We live in a world where private information is freely accessible, where hackers can seize intimate photos from Jennifer Lawrence’s iPhone and post them online for everyone to scrutinize, where breaking news of Lovato’s eating disorder becomes a public forum and allows people to make cruel comments about her appearance.


“Just because I’m a public figure, just because I’m an actress, does not mean that I asked for this,” Lawrence said in a November 2014 interview with Vanity Fair. “It does not mean that it comes with the territory.”


No wonder Sia wants to shield herself from the public eye.

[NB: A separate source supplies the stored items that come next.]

Issue #673, opened 2016-05-05
Auto download cloud sdk if not installed


etanshaul:
If the user doesn't have the cloud sdk pre-installed it would reduce a lot of friction if we had an option (perhaps from within the cloud configuration) to download and install it for them.

patflynn:
I would add that potentially you could completely hide the Cloud SDK dependency if you can resolve it entirely under the covers in the plugin.

etanshaul:
@ivanporty using this as the overall issue to track this effort, unless there is a dup?

ivanporty:
sounds good

PR #1940, opened 2018-03-09
Consolidate Cloud SDK UI in general settings panel

ivanporty:
This PR removes nested Cloud SDK configuration panels from App Engine Server configuration, Local Dev  Server configuration, App Engine Standard/Flexible Support panels.

All of those re-used same `CloudSdkPanel` and changed the same settings.
Going forward with Managed SDK these settings would mostly be unneeded.
The only place to configure Cloud SDK is Settings -> Google -> Cloud SDK.

#### Local Dev Server Settings
local-dev-settings

#### Adding App Engine Standard/Flexible Support
app-engine-add-std-support

add-gae-flex-support

#### App Engine Server
Note: if we have Managed SDK feature off, this panel will contain a link to Cloud SDK settings to quickly set SDK path for users who used to find it here. Once Managed SDK is released and feature is on, this link will be removed to avoid unnecessary pointing to usage of Google Cloud SDK .

gae-server-config

Part of #673.


etanshaul:
just a general question:

Lets say the cloud sdk is invalid (for example, if they use a custom installation which is not valid). What will the user see from these screens? Presumably some kind of messaging or links to help remedy the situation?

google-cloud-tools-plugin/src/com/google/cloud/tools/intellij/appengine/cloud/AppEngineCloudConfigurable.java
```diff
@@ -35,17 +39,40 @@
...
   private String displayName = GctBundle.message("appengine.name");
   private JPanel mainPanel;
   private JTextPane appEngineMoreInfoLabel;
-  private CloudSdkPanel cloudSdkPanel;
 
   /** Initialize the UI. */
-  public AppEngineCloudConfigurable() {
-    appEngineMoreInfoLabel.setText(
+  AppEngineCloudConfigurable() {
+    // in case managed SDK is not available yet, provide direct link to SDK settings to allow
```
etanshaul: Ah. I guess this almost answers my other question: can you maybe show screenshots of examples of when this link is shown (and any warning messages in case the custom sdk is misconfigured)?

google-cloud-tools-plugin/src/com/google/cloud/tools/intellij/appengine/cloud/AppEngineCloudConfigurable.java
```diff
@@ -35,17 +39,40 @@
...
+          GctBundle.message("appengine.cloud.sdk.settings", PSEUDO_GOOGLE_SDK_LINK));
+      System.out.println(messageBuilder.toString());
+      messageBuilder.append("<p/>");
+    }
+    messageBuilder.append(
         GctBundle.message("appengine.more.info", MORE_INFO_URI_OPEN_TAG, MORE_INFO_URI_CLOSE_TAG));
-    appEngineMoreInfoLabel.addHyperlinkListener(new BrowserOpeningHyperLinkListener());
+
+    appEngineMoreInfoLabel.setText(messageBuilder.toString());
+    appEngineMoreInfoLabel.addHyperlinkListener(
```
etanshaul: Wondering if it is cleaner to overload the `appEngineMoreInfoLabel` for 2 use-cases like this instead of creating a new label used just for the cloud sdk link? I'm open to it, but just want to put that option out there.

google-cloud-tools-plugin/src/com/google/cloud/tools/intellij/appengine/cloud/AppEngineCloudConfigurable.java
```diff
@@ -69,18 +96,14 @@ public JComponent createComponent() {
 
   @Override
   public boolean isModified() {
-    return cloudSdkPanel.isModified();
+    return false;
```
etanshaul: won't this always return false anyway if theres nothing to configure from this screen now? Even if so, you may be right that its better to return an explicit false.

google-cloud-tools-plugin/src/com/google/cloud/tools/intellij/appengine/cloud/AppEngineCloudConfigurable.java
ivanporty: Sure, attaching screenshots.

ivanporty:
Regarding invalid SDK path, the deployment target view will still have the same error validation message we used to have before:

sdk-server-misconfig

Implying the server is misconfigrued and we can fix this looking at the server settings.
When updated server settings panel is opened, it contains a link to settings, and clicking it will immediately bring settings panel where fixing SDK path is possible:

sdk-settings-custom-bad-path

google-cloud-tools-plugin/src/com/google/cloud/tools/intellij/appengine/cloud/AppEngineCloudConfigurable.java
ivanporty: Oh you mean have the separate text with placeholders for feature based scenario vs. standard scenario? It looks like we use the same label here, can you please clarify if I missed your point a bit.

google-cloud-tools-plugin/src/com/google/cloud/tools/intellij/appengine/cloud/AppEngineCloudConfigurable.java
etanshaul: i don't think there is an adapter as far as I know. I think returning an explicit false like you have is fine since it makes the contract clear.

etanshaul:
For the message:

> Google Cloud SDK settings can be found ...

What do you think of making it more of an action. Something like:

> Go to x > y to configure the Google Cloud SDK

Also, what do you think about have the error/warning message about a misconfigured cloud sdk here (in the server panel) too? The reason I ask is because its slightly odd to show the warning on the deploy panel, then have the user click on "server" and not see the error here (it almost seems like it disappeared).

ivanporty:
Excellent idea, we can quickly grab an SDK error message in the panel as well and show it - this would definitely connect the dots better until we have managed SDK flow complete. Let me do that.

ivanporty:
As we discussed, SDK validation status is shown on app engine server panel as well so user can see the logical flow between deployment error and app engine server panel suggestion to use the settings to fix an error.
@etanshaul PTAL.

sdk-custom-error-settings

etanshaul:
nice! it looks like that font issue is fixed here too (unless that was a linux screenshot)

ivanporty:
Yep, that fix was merged, so the fonts should be good!

google-cloud-tools-plugin/src/com/google/cloud/tools/intellij/appengine/cloud/AppEngineCloudConfigurable.java
```diff
@@ -92,12 +122,23 @@ public boolean canCheckConnection() {
...
-    return cloudSdkPanel;
-  }
-
-  private void createUIComponents() {
-    cloudSdkPanel = new CloudSdkPanel();
+  /**
+   * Checks for custom SDK validation errors and shows error label if they exist. To be removed once
+   * managed SDk feature is rolled out.
+   */
+  private void updateSdkValidationLabel() {
```
etanshaul: is it possible to cover this in tests? like check for the visibility of the label depending on the validation status of the SDK.

ivanporty: Sure, good idea!

PR #1942, opened 2018-03-12
Remove reference to fields becoming private in EAP.

### LINKED ISSUE #1941: EAP build failing

ivanporty:
Fixes #1941.

Repository fields are private in upcoming releases, so we can use shorter version of constructor that takes two public repositories by default. I quickly tested and it seems to work fine.

### DIFF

While celebrities are public figures and subject to a lot of media attention, there is a fine line between free expression and an invasion of privacy.


Alex Lee, better known as “Alex from Target,” didn’t ask for attention. Fame was thrust upon him when his photo hit the internet and began wildly circulating.


“I’m kind of scared to go in public,” Lee told the New York Times in November. His sudden fame was overwhelming, unexpected and, quite simply, not always desirable. He would sometimes receive “death threats” via Twitter, and his family’s personal information, “including Social Security numbers, bank accounts and phone records,” were leaked online as well.


It’s natural for the public to latch onto a celebrity and to have a vested interest in both their public and private lives. But fame, while fleeting, is often cruel and unfairly revealing. The obsession with fame often leads to a breach of privacy and a breach of ethical conduct.